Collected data
☆ ☆ ☆ ☆ ☆ ☆ ☆
PR #4330, opened 2020-12-21
Prevent crash when updating buttons on Main Menu

seadowg:
This reworks the main menu button code to not use deprecated Cursor requerying and Activity management. Instead, Cursors are just opened and closed as needed. 

I'd advise going through this commit by commit as the first two commits just add a way of preventing (and getting more info about) the crash where as the last two rework the code. If the rework is deemed to risky we could just go with the first two commits.

Verified manually and ran tests. The button counts are actually tested in quite a lot of places (finalizing forms, sending forms etc) which I confirmed by killing the code and then running tests (~10 failures). It'd be good to look at further refactor and tests (probably pulling the counts out into a ViewModel and working out whether we need a content observer here or not for example) but that feels like a job for another day.

Comment inline.

Should just prevent the crash which we don't have repro for, so I think checking the button counts update as expected should be the focus.

### DIFF
--- a/collect_app/src/main/java/org/odk/collect/android/activities/MainMenuActivity.java
+++ b/collect_app/src/main/java/org/odk/collect/android/activities/MainMenuActivity.java
@@ -466,7 +466,8 @@ public class MainMenuActivity extends CollectAbstractActivity implements AdminPa
                 Timber.w("Cannot update \"View Sent\" button label since the database is closed. Perhaps the app is running in the background?");
             }
         } catch (SQLiteDiskIOException e) {
-            Timber.e(e);
+            boolean migrationBeingPerformed = storageMigrationRepository.isMigrationBeingPerformed();
+            Timber.e(e, "Storage migration being peformed: %s", migrationBeingPerformed);
         }
     }
 
--- a/collect_app/src/main/java/org/odk/collect/android/activities/MainMenuActivity.java
+++ b/collect_app/src/main/java/org/odk/collect/android/activities/MainMenuActivity.java
@@ -270,7 +270,6 @@ public class MainMenuActivity extends CollectAbstractActivity implements AdminPa
     protected void onResume() {
         super.onResume();
 
-        countSavedForms();
         updateButtons();
         if (!storageMigrationRepository.isMigrationBeingPerformed()) {
             getContentResolver().registerContentObserver(InstanceColumns.CONTENT_URI, true, contentObserver);
@@ -423,6 +422,8 @@ public class MainMenuActivity extends CollectAbstractActivity implements AdminPa
     }
 
     private void updateButtons() {
+        countSavedForms();
+
         try {
             if (finalizedCursor != null && !finalizedCursor.isClosed()) {
                 finalizedCursor.requery();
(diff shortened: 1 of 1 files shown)


collect_app/src/main/java/org/odk/collect/android/activities/MainMenuActivity.java
```diff
@@ -96,12 +96,7 @@
     private Button getFormsButton;
     private AlertDialog alertDialog;
     private MenuItem qrcodeScannerMenuItem;
-    private int completedCount;
```
seadowg, line 99: We don't need to keep any of this state in the Activity any longer.

collect_app/src/main/java/org/odk/collect/android/activities/MainMenuActivity.java
```diff
@@ -422,46 +374,50 @@ public void onClick(DialogInterface dialog, int i) {
     }
 
     private void updateButtons() {
-        if (finalizedCursor != null && !finalizedCursor.isClosed()) {
-            finalizedCursor.requery();
```
seadowg, line 426: `requery` is deprecated. The advice is to just open a new cursor.

collect_app/src/main/java/org/odk/collect/android/activities/MainMenuActivity.java
```diff
@@ -358,48 +352,6 @@ private void initToolbar() {
...
-
-        //count for view sent form
-        try {
-            viewSentCursor = instancesDao.getSentInstancesCursor();
-        } catch (Exception e) {
-            createErrorDialog(e.getMessage(), EXIT);
-            return;
-        }
-        if (viewSentCursor != null) {
-            startManagingCursor(viewSentCursor);
```
seadowg, line 398: `startManagingCursor` is deprecated. Instead of doing this I've switched it to using `try-with-resource` to manage opening/closing.

lognaturel (changes requested):
I'm totally with you for the first 3 commits. But I'm having a little trouble with the 4th. It means that if the migration were running and `updateButtons` were called, an error dialog would be shown to the user, right? Seems to me that you had the right idea before with silently catching that exception. I'd just let the counts be 0 in that case and next time the user gets back to the main menu the buttons would be updated using the new counts. I think this is the right thing to do for any exception that comes out of getting those counts because it's not essential functionality. We can do a `Timber.e` to track frequency if you want but even that doesn't seem critical. If there's a real db issue then it'll manifest when the user tries to get a form list, open a form, etc.

seadowg:
> I'm totally with you for the first 3 commits. But I'm having a little trouble with the 4th. It means that if the migration were running and updateButtons were called, an error dialog would be shown to the user, right?

Not my intention. I just moved the error handling over that was there before in `countSavedForms` when it did the db queries. I wouldn't expect the crash we were seeing to happen again as the 3rd commit removes the code that was holding onto `Cursors`.  Totally agree that `catch` clauses probably don't even need to be there though. Let's chat this through and work out which version we want to put out there.

lognaturel:
@seadowg and I talked about adding a (maybe overly) defensive `!storageMigrationRepository.isMigrationBeingPerformed()` wrap around `updateButtons` and also ignoring any exceptions and letting counts be 0.

lognaturel (approved):

PR #274, opened 2024-07-02
Add Emily scaffolding with Utoipa and Warp

AshtonStephens:
## Description

This PR removes most of (if not all of) the `BlocklistClient` specific code from the Emily Handler location and adds a number of endpoints.

The original blocklist routing method that considered errors rejections is not the way that warp intended rejections to be used (rejection means try the next filter, not error) so I've converted errors in the blocklist client handler to come out as a Reply directly.

## Checklist
- [x] `make test` passes
- [x] `make lint1 passes


netrome:
> The original blocklist routing method that considered errors rejections is not the way that warp intended rejections to be used (rejection means try the next filter, not error) so I've converted errors in the blocklist client handler to come out as a Reply directly.

Right, I should have noted this earlier. Great that you fixed it!

.generated-sources/emily/openapi/build.rs
```diff
@@ -7,11 +7,26 @@ use utoipa::OpenApi;
...
+        // Health check endpoints.
+        api::handlers::health::get_health,
+        // Deposit endpoints.
+        api::handlers::deposit::get_deposit,
+        api::handlers::deposit::get_deposits_for_transaction,
+        api::handlers::deposit::get_deposits,
+        api::handlers::deposit::create_deposit,
+        api::handlers::deposit::update_deposits,
+        // TODO: https://github.com/stacks-network/sbtc/issues/272
+        // Add withdrawal and chainstate endpoints.
```
netrome, line 20: Great to see TODOs referencing issues. I typically format these a bit more concisely as

```suggestion
        // TODO(272): Add withdrawal and chainstate endpoints.
```

.generated-sources/emily/openapi/build.rs
```diff
@@ -7,11 +7,26 @@ use utoipa::OpenApi;
...
+    ),
     components(schemas(
-        common::BlocklistStatus,
-        common::RiskSeverity,
-        common::error::ErrorResponse
+        // TODO: https://github.com/stacks-network/sbtc/issues/271
+        // Add request and response schemas.
```
netrome, line 24:
```suggestion
        // TODO(271): Add request and response schemas.
```

emily/handler/src/api/handlers/deposit.rs
```diff
@@ -0,0 +1,129 @@
...
+    operation_id = "getDeposit",
+    path = "/deposit/{txid}/{index}",
+    params(
+        ("txid" = String, Path, description = "txid associated with the Deposit."),
+        ("index" = String, Path, description = "output index associated with the Deposit."),
+    ),
+    tag = "deposit",
+    responses(
+        // TODO: https://github.com/stacks-network/sbtc/issues/271
+        // Add success body.
```
netrome, line 19:
```suggestion
        // TODO(271): Add success body.
```

emily/handler/src/api/handlers/mod.rs
```diff
@@ -0,0 +1,51 @@
...
+use warp::{http::StatusCode, Rejection, Reply};
+
+/// Deposit handlers.
+pub mod deposit;
+/// Health handlers.
+pub mod health;
+
+/// Central error handler for Warp rejections, converting them to appropriate HTTP responses.
+/// TODO: https://github.com/stacks-network/sbtc/issues/131
+/// Alter handler for Emily API.
```
netrome, line 17:
```suggestion
/// TODO(131): Alter handler for Emily API.
```

emily/handler/src/api/handlers/mod.rs
```diff
@@ -0,0 +1,51 @@
+//! Handlers for the blocklist client API
```
netrome, line 1:
```suggestion
//! Handlers for the emily API
```

emily/handler/Cargo.toml
```diff
@@ -21,6 +21,7 @@ tracing-attributes.workspace = true
 tracing-subscriber.workspace = true
 utoipa = "4.2.3"
 warp = "0.3"
+warp_lambda.workspace = true
```
netrome, line 24: TIL about `warp_lambda`. Is this just temporary or is the intention to use warp within the lambda functions?

It's not obvious to me what the benefit of doing this would be, because the pivot we discussed was just about running utoipa and API declarations/routing did not seem to be a pain point with the previous setup. And we shouldn't need warp to use utoipa.

However, if we could build `Emily` as a pure warp service and then isolate `warp_lambda` and all the lambda specific boilerplate to only the production builds - this would make it much simpler to run Emily locally. So that would be amazing.

Would love to hear your thoughts here.

emily/handler/src/api/routes/mod.rs
```diff
@@ -0,0 +1,19 @@
...
+/// Deposit routes.
+pub mod deposit;
+/// Health routes.
+pub mod health;
+
+/// This function sets up the Warp filters for handling all requests.
+pub fn routes() -> impl Filter<Extract = impl warp::Reply, Error = warp::Rejection> + Clone {
+    // TODO: https://github.com/stacks-network/sbtc/issues/273
+    // Remove the "local" prefix once we figure out why all local testing
+    // calls seem to forcibly start with `local`.
```
netrome, line 15:
```suggestion
    // TODO(273): Remove the "local" prefix once we figure out why all local testing
    // calls seem to forcibly start with `local`.
```

emily/handler/src/api/handlers/health.rs
```diff
@@ -0,0 +1,26 @@
...
+
+/// Get health handler.
+#[utoipa::path(
+    get,
+    operation_id = "checkHealth",
+    path = "/health",
+    tag = "health",
+    responses(
+        // TODO: https://github.com/stacks-network/sbtc/issues/271
+        // Add success body.
```
netrome, line 14:
```suggestion
        // TODO(271): Add success body.
```

emily/handler/src/api/handlers/deposit.rs
```diff
@@ -0,0 +1,129 @@
...
+
+/// Update deposits handler.
+#[utoipa::path(
+    put,
+    operation_id = "updateDeposits",
+    path = "/deposit",
+    tag = "deposit",
+    responses(
+        // TODO: https://github.com/stacks-network/sbtc/issues/271
+        // Add success body.
```
netrome, line 116:
```suggestion
        // TODO(271): Add success body.
```

emily/handler/src/api/handlers/deposit.rs
```diff
@@ -0,0 +1,129 @@
...
+
+/// Create deposit handler.
+#[utoipa::path(
+    post,
+    operation_id = "createDeposit",
+    path = "/deposit",
+    tag = "deposit",
+    responses(
+        // TODO: https://github.com/stacks-network/sbtc/issues/271
+        // Add success body.
```
netrome, line 93:
```suggestion
        // TODO(271): Add success body.
```

emily/handler/src/api/handlers/deposit.rs
```diff
@@ -0,0 +1,129 @@
...
+
+/// Get deposits handler.
+#[utoipa::path(
+    get,
+    operation_id = "getDeposits",
+    path = "/deposit",
+    tag = "deposit",
+    responses(
+        // TODO: https://github.com/stacks-network/sbtc/issues/271
+        // Add success body.
```
netrome, line 70:
```suggestion
        // TODO(271): Add success body.
```

emily/handler/src/api/handlers/deposit.rs
```diff
@@ -0,0 +1,129 @@
...
+    get,
+    operation_id = "getDepositsForTransaction",
+    path = "/deposit/{txid}",
+    params(
+        ("txid" = String, Path, description = "txid associated with the Deposit."),
+    ),
+    tag = "deposit",
+    responses(
+        // TODO: https://github.com/stacks-network/sbtc/issues/271
+        // Add success body.
```
netrome, line 46:
```suggestion
        // TODO(271): Add success body.
```

blocklist-client/src/common/error.rs
```diff
@@ -3,10 +3,11 @@
 use reqwest::StatusCode;
 use serde::{Deserialize, Serialize};
 use utoipa::ToSchema;
-use warp::reject::Reject;
+use warp::{reject::Reject, reply::Reply};
 
 /// Errors occurring from Blocklist client's API calls to risk client and request handling
 #[derive(thiserror::Error, Debug)]
+#[allow(dead_code)]
```
netrome, line 10: Is this still needed? Which code is dead?

netrome (approved):
Good stuff.

My main question is about pivoting to warp in addition to the utoipa pivot.

AshtonStephens:
I switched to warp because it handles all the parameter extraction and error handling as well which is a big improvement over the manual stuff I had it doing before.

blocklist-client/src/common/error.rs
AshtonStephens: I like it for enums but I'll remove it.

emily/handler/Cargo.toml
AshtonStephens: I think running it as a warp service is something for the future, within the suggestion that I pivot emily to `utoipa` was pivoting the whole thing to use standard Rust libraries. So far it's already a big improvement because there's much less bespoke serialization and deserialization.

I do hear what you're saying, I think it this moment my goal is to move quickly and get what we know will work working.

I'll say, using warp is already saving a LOT of time, I should have known when I started.

emily/handler/src/main.rs
```diff
@@ -1,34 +1,23 @@
...
-        Ok(mut addrs) => addrs.next().expect("No addresses found"),
-        Err(e) => {
-            error!("Failed to resolve address: {}", e);
-            return;
-        }
-    };
+    let warp_service = warp::service(routes);
 
-    warp::serve(routes).run(addr).await;
+    warp_lambda::run(warp_service)
```
djordon, line 20: Ahhh I see, this is the only place where we use `warp_lambda`.

I think things are making more sense to me now. I was looking through the official [aws-lambda-rust-runtime](https://github.com/awslabs/aws-lambda-rust-runtime/tree/main) crate to see how things are typically done. There they have some examples, where they build the HTTP router using the framework's mechanism and just call [`lambda_http::run(router)`](https://docs.rs/lambda_http/latest/lambda_http/fn.run.html) in `main`. That works for them since the frameworks they use in their [examples](https://github.com/awslabs/aws-lambda-rust-runtime/blob/c4594f797c9c3a133845298eaa0a2f896ebe4220/examples/http-axum/src/main.rs) (typically with [`axum`](https://github.com/tokio-rs/axum)) are built on `tower`, and the router type in the framework implements the `tower` service traits. I believe `warp::service(routes)` returns a tower service, which means I think we can use `lambda_http::run(warp_service)` here as well (or something close to that). I'd prefer using `lambda_http` over `warp_lambda`, since the former is an official AWS supported crate. Moreover, `warp_lambda` just uses `lambda_http` [under the hood](https://docs.rs/warp_lambda/latest/src/warp_lambda/lib.rs.html#35-41), so it seems unnecessary.

djordon (commented):
Looks good. My only hesitation is that I don't think we should use `warp_lambda`, but instead use the official `lambda_http` crate.

blocklist-client/src/common/error.rs
AshtonStephens: Removed.

blocklist-client/src/api/handlers.rs
```diff
@@ -54,13 +58,6 @@ pub async fn handle_rejection(err: Rejection) -> Result<impl Reply, Infallible>
         return Ok(warp::reply::with_status(json, StatusCode::BAD_REQUEST));
     }
 
-    if let Some(e) = err.find::<Error>() {
-        // Custom application errors
-        let (code, message) = e.as_http_response();
-        let json = warp::reply::json(&ErrorResponse { message });
-        return Ok(warp::reply::with_status(json, code));
-    }
```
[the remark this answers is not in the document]
AshtonStephens: Yes, this will never happen since the Errors are all replies. This will now only get called when there was no matching filter for the request.

emily/handler/src/common/error.rs
```diff
@@ -3,9 +3,10 @@
 use reqwest::StatusCode;
 use serde::{Deserialize, Serialize};
 use utoipa::ToSchema;
-use warp::reject::Reject;
+use warp::{filters::path::FullPath, reject::Reject, reply::Reply};
 
-/// Errors occurring from Blocklist client's API calls to risk client and request handling
+/// Errors from the internal API logic.
+#[allow(dead_code)]
```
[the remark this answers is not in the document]
AshtonStephens: Yes sort of, I also think it's good to have these primed for when they become useful.

emily/handler/src/main.rs
AshtonStephens: Okay, I'll make a ticket to remove it but I'm eager to just get this whole thing working. 

I looked at the `warp_lambda` crate and was not super impressed, and then realized it didn't matter if it worked which is where I am right now.

djordon: Fair enough. Also, I might be mistaken about how easy it is to remove `warp_lambda`. As in I might be wrong about `warp::service` returning a tower service. I think it might actually return an hyper service or something.

AshtonStephens: Hang on, I see you're saying it's possibly as easy as a swap;  let me try it.

AshtonStephens: Okay, its more complicated than just a swap so I'm going to move it into a different ticket with a TODO since I don't want to spend time on that before the whole system works.

AshtonStephens: Made https://github.com/stacks-network/sbtc/issues/276

PR #275, opened 2024-07-02
feat: Transaction signer storing decisions for pending withdraw requests in Postgres

### LINKED ISSUE #246: [Feature]: Transaction signer storing decisions for pending withdraw requests in postgres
☆ ☆ ☆ ☆ ☆ ☆ ☆
§ Problem requirements
Please report every line of the records above that contains the word "testing".

§ Answer
+    // Remove the "local" prefix once we figure out why all local testing
    // TODO(273): Remove the "local" prefix once we figure out why all local testing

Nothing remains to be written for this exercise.